Grouping and comparing
Dear forum members,
I'm kind of a noob when it comes to statistics
Currently I'm working on a research project where I use SPSS to construct a large dataset of historical varnish recipes. Such recipes consist of list of products, so called ingredients (var. Ingred), that are needed to be mixed in order to create a varnish.
Below I've made a simplified version of my current dataset in order to support my question:
This example shows only 3 of the 600+ recipes that I've collected. The variable Recipe_nr gives a number to each recipe. As I said above, each recipes consists of a number of components which I have listed per recipe on a separate row: Recipe 2 has 9 components (row 2-10), recipe 3 four (row 12-15) and 4 six (17-22).

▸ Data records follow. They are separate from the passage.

PR #777, opened 2024-09-04
Add timeout for shovels batch ack

spuun:
To increase performance of shovels ack is done in "batches", i.e. the shovel will ack for every half prefetch message. This may however cause a lot of unacked messages in the source queue because the queue is drained and the number of messages consumed isn't a multiple of half prefetch.

This PR will introduce a timeout for when we'll ack even though the batch threshold isn't reached.

Run specs

### DIFF
--- a/src/lavinmq/shovel/shovel.cr
+++ b/src/lavinmq/shovel/shovel.cr
@@ -102,7 +102,7 @@ module LavinMQ
           return if ch.closed?
 
           # We batch ack for faster shovel
-          batch_full = delivery_tag % (@prefetch / 2).ceil.to_i == 0
+          batch_full = delivery_tag % ack_batch_size == 0
           if !batch || batch_full || at_end?(delivery_tag)
             @last_unacked = nil
             ch.basic_ack(delivery_tag, multiple: true)
@@ -115,6 +115,10 @@ module LavinMQ
 
       def started? : Bool
         !@q.nil? && !@conn.try &.closed?
+      end
+
+      private def ack_batch_size
+        (@prefetch / 2).ceil.to_i
       end
 
       private def open_channel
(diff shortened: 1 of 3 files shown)


spuun:
We may need a lock in `AMQPSource#ack` when MT is introduced.

src/lavinmq/shovel/shovel.cr
```diff
@@ -134,6 +139,36 @@ module LavinMQ
...
+          break if ch.closed?
+
+          # We have nothing in memory
+          next if last_unacked.nil?
+
+          # @last_unacked is nil after an ack has been sent, i.e if nil
+          # there is nothing to ack
+          next if @last_unacked.nil?
+
+          # Our memory is the same is the current @last_unacked which means
```
snichme, line 165:
```suggestion
          # Our memory is the same as the current @last_unacked which means
```

typo

snichme (approved):
Looks good, I guess we will have to wait and see if `3.seconds` is a good default or this that something you can configure when setting the shovel as well?

carlhoerberg:
Or you can use a sized Channel which you push processed delivery tags to, and as long as you can pop from it you do nothing but when it blocks you ack the last delivery tag.

spuun:
> Or you can use a sized Channel which you push processed delivery tags to, and as long as you can pop from it you do nothing but when it blocks you ack the last delivery tag.

Yes, I was thinking about that approach too. But if we can control that fibers runs in the same thread, I guess we don't have to think about locks at all.

spuun:
> Looks good, I guess we will have to wait and see if `3.seconds` is a good default or this that something you can configure when setting the shovel as well?

Yeah, dunno. It can probably be lowered to 1 second since as long as message rate is higher than 1 msg/s acks will be batched. What's important is that we ack "eventually" so we're not forcing the source broker to have half prefetch messages in memory "forever" because they are unacked.

spuun:
It's not as simple as one could think to just create an "ack loop fiber", so I'll go with this for now.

My question is whether there is the possibility to group each recipe by using the 'Recipe_nr' variable, so SPSS identifies all 9 components as belonging to recipe 2 and all 4 to recipe 3 and so on. I would like to do this so I can compare all recipes with one another for similarities based on their components. For me it is important to see some kind of relationship between the components list between all recipes as it is known that these were copied throughout times. So I expect duplicate cases or recipes where only 1 or 2 ingredients differ from each other. Could hierarchical clustering also help me out identifying relations?
or maybe grouping isn't the proper way for this sort of analyses so every help and suggestions are more than welcome.